Suppose I get one Hopper and one Joey. I really only care to have two TV's getting HD signals. My other four TV's are wired into a Channel Plus video distribution system and receive an SD signal. I use an RF remote at each SD location. First - would I be able to still receive those SD signals via the distribution system. Second, would I have to get additional remotes (different than the ones I now have) at each location if I wanted to watch recordings, record and/or delete from the SD locations? I don't want to have to run around the house looking for the right remote to use when I want to watch something away from the Hopper/Joey and I'm certainly not willing to pay for six Joeys when I really only want one. If I go with the Hopper which at this point is not likely, I don't want any surprises when I get the system integrated into what I now have and then realize that I screwed up by not thinking of something.


----------



## Jim5506 (Jun 7, 2004)

Neither the Hopper nor the Joey has an RF modulator, so you'll need to get one (I believe Wal-Mart sells a ch3-4 RF modulator for about $25) to port the output to the SDTVs. Dish sells additional remotes for about $20 each. The monthly receiver fee fir the Hopper and the Joey is the same, so if you can get 2 Hoppers reasonable instead of 1 Hopper and 1 Joey, you double your tuner cache. Some have had to pay for the second Hopper, some have gotten them with no up-front charge. USB OTA tuner for Hopper is $30 on the Dish website.


----------



## harsh (Jun 15, 2003)

I'm not sure where the Channel Plus comes in. It seems like the existing system could have been built without it. It could help with a Hopper system to distribute the SD signals to the one or two remaining SD watching TVs.

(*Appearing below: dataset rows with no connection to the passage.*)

PR #275, opened 2017-09-08
fix *NULL when AP 0 is not present

nsd20463:
On my target adiv5_new_ap(, 0) returns NULL.

With this fix to what appears to be incomplete code I can access the CPU and memory. Without it the BMP locks up due to the referencing of a NULL priv->ahb


gsmcmullin:
Thanks @nsd20463.  Please confirm that PR #276 solves your problem.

QUESTION: How many independent views do you need at once?

Your existing system provides only two HD views. If you've got five TVs but only two or three viewers, it makes a huge difference.

You need to give up thinking in terms of the Channel Plus as modulating HD is simply not economically feasible (I've heard numbers well in excess of $2,500). HDMI splitters or switches may be an option depending on the independent views answer.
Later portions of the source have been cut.